Between February 2009 to January 2012, 81 HIV‐infected patients (age >18 years) attending the HIV clinic at Maharaj Nakorn Chiang Mai Hospital were enrolled. All HIV‐infected patients had been receiving combination of at least three antiretroviral agents selected from several drug classes, which included nucleoside reverse transcriptase inhibitors (NRTIs), non‐NRTIs (NNRTIs), and protease inhibitors (PIs). Patients were excluded if they had apparent heart diseases, diabetes mellitus, atrial flutter, atrial fibrillation, thyrotoxicosis, pacemaker installation, or had been taking any medications, which affected autonomic function including contraceptive, tricyclic antidepressant, anticholinergic agents, amphotericin B, calcium channel blocker, beta‐blocker, antiarrhythmic, and centrally acting antihypertensive agents. The CD4 lymphocyte counts and HIV RNA levels were carried out in all HIV‐infected patients.
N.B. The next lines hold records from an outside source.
PR #590, opened 2026-08-25
fix(navigation): restore terminal after unlock

tsubus:
Keeps you on the Terminal tab after unlocking Haven, instead of sending you back to Connections.

 If Haven was fully restarted, it safely opens Connections because the old terminal session is no longer available.

### DIFF
--- a/app/src/main/kotlin/sh/haven/app/navigation/HavenNavHost.kt
+++ b/app/src/main/kotlin/sh/haven/app/navigation/HavenNavHost.kt
@@ -245,6 +245,10 @@ fun HavenNavHost(
     val navStateViewModel: NavStateViewModel = hiltViewModel()
     val selectedScreen by navStateViewModel.selectedScreen.collectAsState()
     fun requestScreen(screen: Screen) { navStateViewModel.select(screen) }
+    // The fresh pager starts at page zero when the host re-enters composition.
+    // Do not let that initial settled page overwrite the retained selection
+    // before the render effect below has restored it.
+    var restoreDone by remember { mutableStateOf(false) }
     // True while a manual page-swipe (pagerSwipeOverride, on the Terminal/SFTP
     // pages) owns the pager. While set, the settledPage→selection sync below is
     // suppressed: the override adopts the settled page explicitly on release, so
@@ -279,6 +283,7 @@ fun HavenNavHost(
         if (idx >= 0 && idx != pagerState.currentPage) {
             pagerState.scrollToPage(idx)
         }
+        restoreDone = true
     }
     // Manual swipes feed the source of truth: when the pager *settles* on a
     // page, adopt that screen as the selection. Keyed on settledPage only
@@ -289,7 +294,7 @@ fun HavenNavHost(
         // the settled page (it calls requestScreen on release); skip here so a
         // transient settledPage can't flip the selection mid-gesture. The
         // built-in-pager pages never set this flag, so they still sync here.
-        if (isUserSwiping) return@LaunchedEffect
+        if (!restoreDone || isUserSwiping) return@LaunchedEffect
         screens.getOrNull(pagerState.settledPage)?.let { settled ->
             if (settled != selectedScreen) {
                 requestScreen(settled)


GlassOnTin:
Thanks for this — the diagnosis in the first half is right, and it is a bug I
had not spotted. The fresh pager does settle on page zero when the host
re-enters composition, and the settled-page effect adopts that before the
restore scroll lands. Something has to hold it off.

I do not want to merge it as it stands, for two reasons.

**The latch also switches off the only path that recovers a stale selection.**

`selectionApplied` is set to `idx >= 0`, and `idx < 0` is a normal state, not
an error. The effect's own comment lists the cases: a tab still gated off, a
deep link to Desktop before its first session. The plainest one is Mail, which
`screens` includes only while a mail session is CONNECTED and drops on
disconnect. Disconnect while you are on the Mail tab and `selectedScreen` is
Mail while `screens` has no Mail, so `idx` is -1.

Nothing else in the file resets `selectedScreen` when the selected screen
disappears — I checked every use of it. The settled-page effect at line 288 is
the whole recovery: the pager clamps to a valid page, settles, and the sync
adopts it. With this patch that effect returns early in exactly that state, so
the selection stays pointing at a screen that is not there, the nav bar
highlights nothing, and swiping never fixes it. You would have to tap a tab.

A one-way latch avoids that, because what you need to know is "has the first
restore run", not "is the selection currently present":

```kotlin
var restoreDone by remember { mutableStateOf(false) }

LaunchedEffect(selectedScreen, screens) {
    val idx = screens.indexOf(selectedScreen)
    if (idx >= 0 && idx != pagerState.currentPage) {
        pagerState.scrollToPage(idx)
    }
    restoreDone = true
}

LaunchedEffect(pagerState.settledPage) {
    if (!restoreDone || isUserSwiping) return@LaunchedEffect
    ...
}
```

Set unconditionally, and left out of the effect's key list. Keeping it out
matters: the existing comment says the effect is keyed on `settledPage` only
so that a pending `requestScreen` to a not-yet-present tab is never clobbered
by a screens-list change, and adding a second key walks that back. The
ordering still works — `LaunchedEffect`s start in declaration order, the
restore effect suspends at `scrollToPage` with `restoreDone` still false, the
settled-page effect sees false and returns, and the scroll completing changes
`settledPage`, which re-runs it once with the correct page.

**The Terminal-to-Connections rewrite is doing the wrong thing.**

The premise is that a Terminal route is stale after process recreation because
the session is gone. The Terminal tab is not gated on sessions. `screens` has
`Screen.Terminal -> hasTerminalProfiles`, and that is `connections.any {
it.isTerminal }` — saved profiles, which are in the database and come back.
So after process death the tab is there, and the page renders
`EmptyTerminalState` with the connect prompt, swipeable by design. There is no
stale route to avoid.

It also contradicts a deliberate decision. The comment above
`navStateViewModel` says the `SavedStateHandle` is what carries the selection
across process death, and this makes that true for every route except
Terminal. Someone who lives on the Terminal tab would be sent to Connections
every cold start, which is close to the complaint your first half fixes.

I would drop that hunk and its test. If it turns out a restored Terminal route
does cause a problem, that wants its own issue with the symptom in it, because
the fix would probably belong in the terminal screen rather than in the
navigation state.

Happy to take an updated version. The first half with a one-way latch would go
in as-is, and it is a good catch.

GlassOnTin:
Merged as `fd256fec8`, rebased so your authorship is on the commit.

You had already made both changes before I got back to it, and the revised version is correct. I re-checked the ordering rather than just matching it against what I had suggested. When `idx < 0`, the restore effect falls through to `restoreDone = true` without scrolling. Consequently, the settled-page effect still runs and still adopts the pager's clamped page. That was the property I was worried about losing, and it survives.

The diagnosis was the part I had missed entirely. A fresh pager settling on page zero before the restore scroll lands is not something I would have found from reading the file.

One thing that is not covered, and that I am not going to pretend is: there is no test for the latch. `:app` has no JVM Compose test setup, only `NavStateViewModelTest`. Adding one means new test dependencies and a dependency-verification regen, which is not something to start while a release is building. So the ordering rests on your device testing and my reading of it. If the tab ever comes back wrong after an unlock, that latch is the first thing to look at.

Thanks for the revision, and for taking the review as read rather than arguing it.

Forty‐two healthy volunteers with a negative HIV antibody test were also recruited in the study. History taking, physical examination, 12‐lead electrocardiography (HP M1700A, Hewlett Packard, Palo Alto, CA, USA), and echocardiography (Philips iE33, Philips Ultrasound, Bothell, WA, USA) were performed to exclude structural heart diseases. All subjects underwent 24‐hour Holter (GE Seer Light Extend, GE Medical Systems, Suzuken Company, Limited, Nagoya, Aichi, Japan) monitoring for HRV and HRT assessment. Recordings lasting for ≥16 hours and of sufficient quality for evaluation were included in the analysis. Before analyzing the data, they were manually preprocessed. The study protocol was approved by the local institutional review board. Informed consent was obtained from all subjects.

HRV

Time‐domain and frequency‐domain analyses were performed according to the standard guidelines.19 Time‐domain HRV indexes were analyzed using statistical methods. The square root of the mean squared differences of successive normal‐to‐normal (NN) intervals (rMSSD), the standard deviation (SD) of all NN intervals (SDNN), the average of the SD of the 5‐minute NN intervals over the entire recording (ASDNN), the SD of the average NN intervals calculated over 5‐minute periods of the entire recording (SDANN), and the proportion of adjacent NN intervals differing by >50 ms (pNN50) in the 24‐hour recording were measured.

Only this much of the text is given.